- _What you are asked to do_
Determine the count of lines in the data below that include the word "remove", and give nothing besides it.

Saved data entries:
-------------------------
PR #7498, opened 2021-10-20
refactor  with-detection logic

esc:
As title

### DIFF
--- a/numba/core/transforms.py
+++ b/numba/core/transforms.py
@@ -501,11 +501,7 @@ def find_setupwiths(blocks):
             return isinstance(stmt, ir.Return)
 
         def is_pop_block(stmt):
-            try:
-                if hasattr(stmt, "value"):
-                    return str(stmt.value).startswith("POP_BLOCK_INFO")
-            except KeyError:
-                return False
+            return isinstance(stmt, ir.PopBlock)
 
         cfg = compute_cfg_from_blocks(blocks)
         sus_setups, sus_pops = [], []
--- a/numba/core/transforms.py
+++ b/numba/core/transforms.py
@@ -572,16 +572,32 @@ def find_setupwiths(blocks):
         for p,w in pop_block_to_setup_map.items():
             yield w, p
 
-    def previously_occurred(start, known_ranges):
+    known_ranges = []
+
+    def within_known_range(start, end, known_ranges):
         for a, b in known_ranges:
-            if start >= a and start < b:
+            # FIXME: this should be a comparison in topological order, right
+            # now we are comparing the integers of the blocks, stuff probably
+            # works by accident.
+            if start > a and end < b:
                 return True
         return False
 
-    known_ranges = []
+    setup_to_pop_block_map = {}
     for s, e in sorted(find_ranges(blocks)):
-        if not previously_occurred(s, known_ranges):
-            assert s in blocks, 'starting offset is not a label'
+        # Look for setup_withs that have multiple pop_blocks each with a
+        # different target.
+        if s not in setup_to_pop_block_map:
+            setup_to_pop_block_map[s] = e
+        else:
+            if setup_to_pop_block_map[s] != e:
+                raise errors.CompilerError(
+                    "Does not support with-context that contain branches "
+                    "(i.e. break/return/raise) that can leave the with-context. "
+                )
+        # Elminate all withs contained within withs, we are only interested in
+        # the outermost with statements so we can lift them.
+        if not within_known_range(s, e, known_ranges):
             known_ranges.append((s, e))
 
     return known_ranges
--- a/numba/core/transforms.py
+++ b/numba/core/transforms.py
@@ -486,10 +486,8 @@ def find_setupwiths(blocks):
         def is_setup_with(stmt):
             return isinstance(stmt, ir.EnterWith)
 
-
         def is_branch(stmt):
             return isinstance(stmt, ir.Branch)
-
 
         def is_terminator(stmt):
             return isinstance(stmt, ir.Terminator)
--- a/numba/core/transforms.py
+++ b/numba/core/transforms.py
@@ -579,13 +579,13 @@ def find_setupwiths(blocks):
                     # raise detected before pop_block
                     if is_raise(stmt):
                             raise errors.CompilerError(
-                                'unsupported controlflow due to return/raise '
+                                'unsupported controlflow due to raise '
                                 'statements inside with block'
                                 )
                     # special case 3.7, return before POP_BLOCK
                     if PYVERSION < (3, 8) and is_return(stmt):
                             raise errors.CompilerError(
-                                'unsupported controlflow due to return/raise '
+                                'unsupported controlflow due to return '
                                 'statements inside with block'
                                 )
                     # if a pop_block, process it
@@ -596,7 +596,7 @@ def find_setupwiths(blocks):
                         target_block = blocks[pop_block_targets[0]]
                         if not target_block.terminator.get_targets():
                             raise errors.CompilerError(
-                                'unsupported controlflow due to return/raise '
+                                'unsupported controlflow due to return '
                                 'statements inside with block'
                                 )
                         pop_block_to_setup_map[pop_block_targets[0]] = setup_block
@@ -637,7 +637,7 @@ def find_setupwiths(blocks):
             if e not in blocks:
                 # this's possible if there's an exit path in the with-block
                 raise errors.CompilerError(
-                    'unsupported controlflow due to return/raise '
+                    'unsupported controlflow due to foo'
                     'statements inside with block'
                     )
             assert s in blocks, 'starting offset is not a label'
--- a/numba/core/transforms.py
+++ b/numba/core/transforms.py
@@ -544,6 +544,9 @@ def find_setupwiths(blocks):
         def is_raise(stmt):
             return isinstance(stmt, ir.Raise)
 
+        def is_return(stmt):
+            return isinstance(stmt, ir.Return)
+
         def is_pop_block(stmt):
             try:
                 if hasattr(stmt, "value"):
@@ -575,6 +578,12 @@ def find_setupwiths(blocks):
                 for stmt in blocks[block].body:
                     # raise detected before pop_block
                     if is_raise(stmt):
+                            raise errors.CompilerError(
+                                'unsupported controlflow due to return/raise '
+                                'statements inside with block'
+                                )
+                    # special case 3.7, return before POP_BLOCK
+                    if PYVERSION < (3, 8) and is_return(stmt):
                             raise errors.CompilerError(
                                 'unsupported controlflow due to return/raise '
                                 'statements inside with block'
--- a/numba/core/transforms.py
+++ b/numba/core/transforms.py
@@ -503,6 +503,8 @@ def find_setupwiths(blocks):
 
         cfg = compute_cfg_from_blocks(blocks)
         sus_setups, sus_pops = [], []
+        # traverse the cfg and collect all suspected SETUP_WITH and POP_BLOCK
+        # statements so that we can iterate over them
         for label, block in blocks.items():
             for stmt in block.body:
                 if is_setup_with(stmt):
--- a/numba/core/transforms.py
+++ b/numba/core/transforms.py
@@ -545,9 +545,11 @@ def find_setupwiths(blocks):
             return isinstance(stmt, ir.Raise)
 
         def is_pop_block(stmt):
-            if hasattr(stmt, "value"):
-                return str(stmt.value).startswith("POP_BLOCK_INFO")
-
+            try:
+                if hasattr(stmt, "value"):
+                    return str(stmt.value).startswith("POP_BLOCK_INFO")
+            except KeyError:
+                return False
 
         cfg = compute_cfg_from_blocks(blocks)
         sus_setups, sus_pops = [], []
--- a/numba/core/transforms.py
+++ b/numba/core/transforms.py
@@ -528,13 +528,13 @@ def find_setupwiths(blocks):
                     # raise detected before pop_block
                     if is_raise(stmt):
                             raise errors.CompilerError(
-                                'unsupported controlflow due to raise '
+                                'unsupported control flow due to raise '
                                 'statements inside with block'
                                 )
                     # special case 3.7, return before POP_BLOCK
                     if PYVERSION < (3, 8) and is_return(stmt):
                             raise errors.CompilerError(
-                                'unsupported controlflow due to return '
+                                'unsupported control flow due to return '
                                 'statements inside with block'
                                 )
                     # if a pop_block, process it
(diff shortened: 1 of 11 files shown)


sklam:
@esc, i found some cases that the new with-handling fail to report unsupported control-flow. See https://gist.github.com/sklam/a373bf4d601fd27a93a330f66770eb63#gistcomment-3947520

The `before.log` is from 944dceee2136ab55b595319aa19611e3699a32a5.  The `after.log` is from https://github.com/numba/numba/pull/7498/commits/fd113423eeb33587a5d84630abd90ff668e781ae

esc:
@sklam this PR is now green and ready for review.

stuartarchibald:
@esc in https://github.com/stuartarchibald/numba/commit/037c28a3d37e8d011e843e191fe409be8cb52ebd I've refactored this patch slightly to make the `pop_block` opcode interpret as a new `ir.PopBlock` class which means it's a statement and not an expr, this eliminating the need to provide dummy types/storage etc. What do you think?

numba/core/transforms.py
```diff
@@ -477,73 +476,130 @@ def _cfg_nodes_in_region(cfg, region_begin, region_end):
...
+            if setup_to_pop_block_map[s] != e:
                 raise errors.CompilerError(
-                    'unsupported controlflow due to return/raise '
-                    'statements inside with block'
-                    )
-            assert s in blocks, 'starting offset is not a label'
+                    "Does not support with-context that contain branches "
+                    "(i.e. break/return/raise) that can leave the with-context. "
+                )
+        # Elminate all withs contained within withs, we are only interested in
```
stuartarchibald, line 596:
```suggestion
        # Eliminate all withs contained within withs, we are only interested in
```

numba/core/transforms.py
```diff
@@ -477,73 +476,130 @@ def _cfg_nodes_in_region(cfg, region_begin, region_end):
...
+                                'statements inside with block'
+                                )
+                    # if a pop_block, process it
+                    if is_pop_block(stmt) and block in sus_pops:
+                        # record the jump target of this block belonging to this setup
+                        pop_block_targets = blocks[block].terminator.get_targets()
+                        if len(pop_block_targets) != 1:
+                            raise errors.CompilerError(
+                                "Does not support with-context that contain branches "
+                                "(i.e. break/return/raise) that can leave the with-context. "
```
stuartarchibald, line 547:
```suggestion
                                "unsupported control flow: with-context contains branches "
                                "(i.e. break/return/raise) that can leave the with-context. "
```

numba/core/transforms.py
```diff
@@ -477,73 +476,130 @@ def _cfg_nodes_in_region(cfg, region_begin, region_end):
...
+                    # raise detected before pop_block
+                    if is_raise(stmt):
+                            raise errors.CompilerError(
+                                'unsupported controlflow due to raise '
+                                'statements inside with block'
+                                )
+                    # special case 3.7, return before POP_BLOCK
+                    if PYVERSION < (3, 8) and is_return(stmt):
+                            raise errors.CompilerError(
+                                'unsupported controlflow due to return '
```
stuartarchibald, line 537:
```suggestion
                                'unsupported control flow due to return '
```

numba/core/transforms.py
```diff
@@ -477,73 +476,130 @@ def _cfg_nodes_in_region(cfg, region_begin, region_end):
...
+            while to_visit:
+                # get whatever is next and record that we have seen it
+                block = to_visit.pop()
+                seen.append(block)
+                # go through the body of the block, looking for statements
+                for stmt in blocks[block].body:
+                    # raise detected before pop_block
+                    if is_raise(stmt):
+                            raise errors.CompilerError(
+                                'unsupported controlflow due to raise '
```
stuartarchibald, line 531:
```suggestion
                                'unsupported control flow due to raise '
```

numba/core/transforms.py
```diff
@@ -477,73 +476,130 @@ def _cfg_nodes_in_region(cfg, region_begin, region_end):
...
+                        pop_block_targets = blocks[block].terminator.get_targets()
+                        if len(pop_block_targets) != 1:
+                            raise errors.CompilerError(
+                                "Does not support with-context that contain branches "
+                                "(i.e. break/return/raise) that can leave the with-context. "
+                            )
+                        target_block = blocks[pop_block_targets[0]]
+                        if not target_block.terminator.get_targets():
+                            raise errors.CompilerError(
+                                'unsupported controlflow due to return '
```
stuartarchibald, line 552:
```suggestion
                                'unsupported control flow due to return '
```

numba/core/transforms.py
```diff
@@ -477,73 +476,130 @@ def _cfg_nodes_in_region(cfg, region_begin, region_end):
...
+                    if is_pop_block(stmt) and block in sus_pops:
+                        # record the jump target of this block belonging to this setup
+                        pop_block_targets = blocks[block].terminator.get_targets()
+                        if len(pop_block_targets) != 1:
+                            raise errors.CompilerError(
+                                "Does not support with-context that contain branches "
+                                "(i.e. break/return/raise) that can leave the with-context. "
+                            )
+                        target_block = blocks[pop_block_targets[0]]
+                        if not target_block.terminator.get_targets():
```
stuartarchibald, line 550: Would it be clearer to check if the target block terminator is an instance of an `ir.Return`, i.e.
```python
if is_return(target_block.terminator):
    ...
```
?

numba/core/transforms.py
```diff
@@ -477,73 +476,130 @@ def _cfg_nodes_in_region(cfg, region_begin, region_end):
...
+                    # if a pop_block, process it
+                    if is_pop_block(stmt) and block in sus_pops:
+                        # record the jump target of this block belonging to this setup
+                        pop_block_targets = blocks[block].terminator.get_targets()
+                        if len(pop_block_targets) != 1:
+                            raise errors.CompilerError(
+                                "Does not support with-context that contain branches "
+                                "(i.e. break/return/raise) that can leave the with-context. "
+                            )
+                        target_block = blocks[pop_block_targets[0]]
```
stuartarchibald, line 549:
```suggestion
                        pop_block_target = pop_block_targets[0]
                        target_block = blocks[pop_block_target]
```

numba/core/transforms.py
```diff
@@ -477,73 +476,130 @@ def _cfg_nodes_in_region(cfg, region_begin, region_end):
...
+                        if not target_block.terminator.get_targets():
+                            raise errors.CompilerError(
+                                'unsupported controlflow due to return '
+                                'statements inside with block'
+                                )
+                        setup_with_to_pop_blocks_map[setup_block].add(pop_block_targets[0])
```
stuartarchibald, line 555:
```suggestion
                        setup_with_to_pop_blocks_map[setup_block].add(pop_block_target)
```

numba/core/transforms.py
```diff
@@ -477,73 +476,126 @@ def _cfg_nodes_in_region(cfg, region_begin, region_end):
...
+                        # remove the block from blocks to be matched
+                        sus_pops.remove(block)
+                        # stop looking, we have reached the frontier
+                        break
+                    # if we are still here, by the terminator block,
```
stuartarchibald, line 560:
```suggestion
                    # if we are still here, by the block terminator,
```

numba/core/transforms.py
```diff
@@ -477,73 +476,126 @@ def _cfg_nodes_in_region(cfg, region_begin, region_end):
...
+                    # add all it's targets to the to_visit stack, unless we
```
stuartarchibald, line 561:
```suggestion
                    # add all its targets to the to_visit stack, unless we
```

numba/core/transforms.py
```diff
@@ -477,73 +476,126 @@ def _cfg_nodes_in_region(cfg, region_begin, region_end):
...
+        def is_setup_with(stmt):
+            return isinstance(stmt, ir.EnterWith)
+
+
+        def is_branch(stmt):
+            return isinstance(stmt, ir.Branch)
+
+
+        def is_terminator(stmt):
+            return isinstance(stmt, ir.Terminator)
```
stuartarchibald, line 495: Given the use of this function later to determine which targets to add to the `to_visit` stack, is it really looking for **_any_** terminator, or just `Jump` and `Branch`? I suppose given those block terminators which terminate control flow, like `Raise`, have an empty target list it probably makes no difference.

numba/core/transforms.py
```diff
@@ -477,73 +476,126 @@ def _cfg_nodes_in_region(cfg, region_begin, region_end):
...
+
+
+    known_ranges = []
+
+    def within_known_range(start, end, known_ranges):
         for a, b in known_ranges:
-            if start >= a and start < b:
+            # FIXME: this should be a comparison in topological order, right
+            # now we are comparing the integers of the blocks, stuff probably
+            # works by accident.
```
stuartarchibald, line 579: Is this statement still true?

numba/core/transforms.py
```diff
@@ -477,73 +476,126 @@ def _cfg_nodes_in_region(cfg, region_begin, region_end):
...
+        if s not in setup_to_pop_block_map:
+            setup_to_pop_block_map[s] = e
+        else:
+            if setup_to_pop_block_map[s] != e:
                 raise errors.CompilerError(
-                    'unsupported controlflow due to return/raise '
-                    'statements inside with block'
-                    )
-            assert s in blocks, 'starting offset is not a label'
+                    "Does not support with-context that contain branches "
```
stuartarchibald, line 593:
```suggestion
                    ""unsupported control flow: with-context contains branches "
```

numba/core/transforms.py
```diff
@@ -477,73 +476,126 @@ def _cfg_nodes_in_region(cfg, region_begin, region_end):
...
+
+    known_ranges = []
+
+    def within_known_range(start, end, known_ranges):
         for a, b in known_ranges:
-            if start >= a and start < b:
+            # FIXME: this should be a comparison in topological order, right
+            # now we are comparing the integers of the blocks, stuff probably
+            # works by accident.
+            if start > a and end < b:
```
stuartarchibald, line 580: This is now strictly `>` and `<`, i.e. no equality, is this because of a change in the block emission, i.e. starts and ends have to be in their own unique blocks?

numba/tests/test_withlifting.py
```diff
@@ -577,7 +597,7 @@ def foo(x):
         with self.assertRaises(errors.CompilerError) as raises:
             cfoo(x)
         self.assertIn(
-            ('unsupported controlflow due to return/raise statements inside '
+            ('unsupported controlflow due to raise statements inside '
```
stuartarchibald, line 600: It's good that the difference can now be detected.

stuartarchibald (commented):
Many thanks for all your efforts on this patch @esc. This is a really important refactor for helping accommodate Python 3.10 bytecode changes (inlined returns!). I've reviewed the code and it looks good, I particularly appreciated the inline comments in the `find_setupwiths` function rewrite. I've left a some comments inline, most of which are typo level things, but there are a few which might require further consideration. Thanks again!

numba/core/transforms.py
```diff
@@ -477,73 +476,130 @@ def _cfg_nodes_in_region(cfg, region_begin, region_end):
...
-    def previously_occurred(start, known_ranges):
+
+        def is_setup_with(stmt):
+            return isinstance(stmt, ir.EnterWith)
+
+
+        def is_branch(stmt):
+            return isinstance(stmt, ir.Branch)
+
+
```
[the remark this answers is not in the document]
esc: done in ff17b1ebcbf27810ab6557f57fffbc08453296d9

numba/core/transforms.py
```diff
@@ -477,73 +476,130 @@ def _cfg_nodes_in_region(cfg, region_begin, region_end):
...
+                    return str(stmt.value).startswith("POP_BLOCK_INFO")
+            except KeyError:
+                return False
+
+        cfg = compute_cfg_from_blocks(blocks)
+        sus_setups, sus_pops = [], []
+        for label, block in blocks.items():
+            for stmt in block.body:
+                if is_setup_with(stmt):
+                    sus_setups.append(label)
```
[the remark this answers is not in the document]
esc: yes, they can both be sets.

numba/core/transforms.py
esc: this may break tests, but probably a good idea.

numba/core/transforms.py
```diff
@@ -477,73 +476,130 @@ def _cfg_nodes_in_region(cfg, region_begin, region_end):
...
+                if is_pop_block(stmt):
+                    sus_pops.append(label)
```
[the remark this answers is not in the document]
esc: done in faab51edcf1fc809292c85c3ccb5fd9cf1174b60

numba/core/transforms.py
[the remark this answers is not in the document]
esc: fixed in cd94d0918a7e4c4c0c4b527b4857ef25e8d9cd5f

numba/core/transforms.py
esc: done in a1eb14a0f2f044623366036177af991cc9528a4d

numba/tests/test_withlifting.py
esc: it is, isn't it!

numba/core/transforms.py
esc: It may very well be, I am not certain. I have been unable to find python code to break this so far.

esc: for many cases topological order equals linear ordering, so this is probably why this works.

numba/core/transforms.py
esc: Yes, it is a bit contrived. The previous representation checked if `start` was between `a` and `b`. Because having a `SETUP_WITH` inside the bounds (as determined by the offset argument to `SETUP_WITH`). Now that we have the exact locations of `SETUP_WITH` AND `POP_BLOCK` we can check that a given `SETUP_WITH`/`POP_BLOCK` pair  is contained entirely within the bounds of an enclosing pair, i.e. nested. 

Anyway, to answer the original question, we never have duplicate `SETUP_WITH`s or `POP_BLOCKS` because there will only ever be one per block. This means, we can use strict comparison.

stuartarchibald: Thanks for the explanation, this makes sense with respect to the proposed changes.

numba/core/transforms.py
stuartarchibald: I think it is probably still true and is being "got away with" because of the noted common case of topological order is linear order in these sorts of regions. I think this comment should stay as it, it's a good reminder that the check isn't quite as robust as it perhaps ought to be.

esc: I agree

numba/core/transforms.py
stuartarchibald: ok, let's leave it as-is.

stuartarchibald (approved):

esc:
`Build numba_smoketest_cpu_yaml_67 has started`

esc:
> `Build numba_smoketest_cpu_yaml_67 has started`
Screen Shot 2021-11-24 at 21 00 07

esc:
@stuartarchibald thank you for the review!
-------------------------
- _Finished task_
2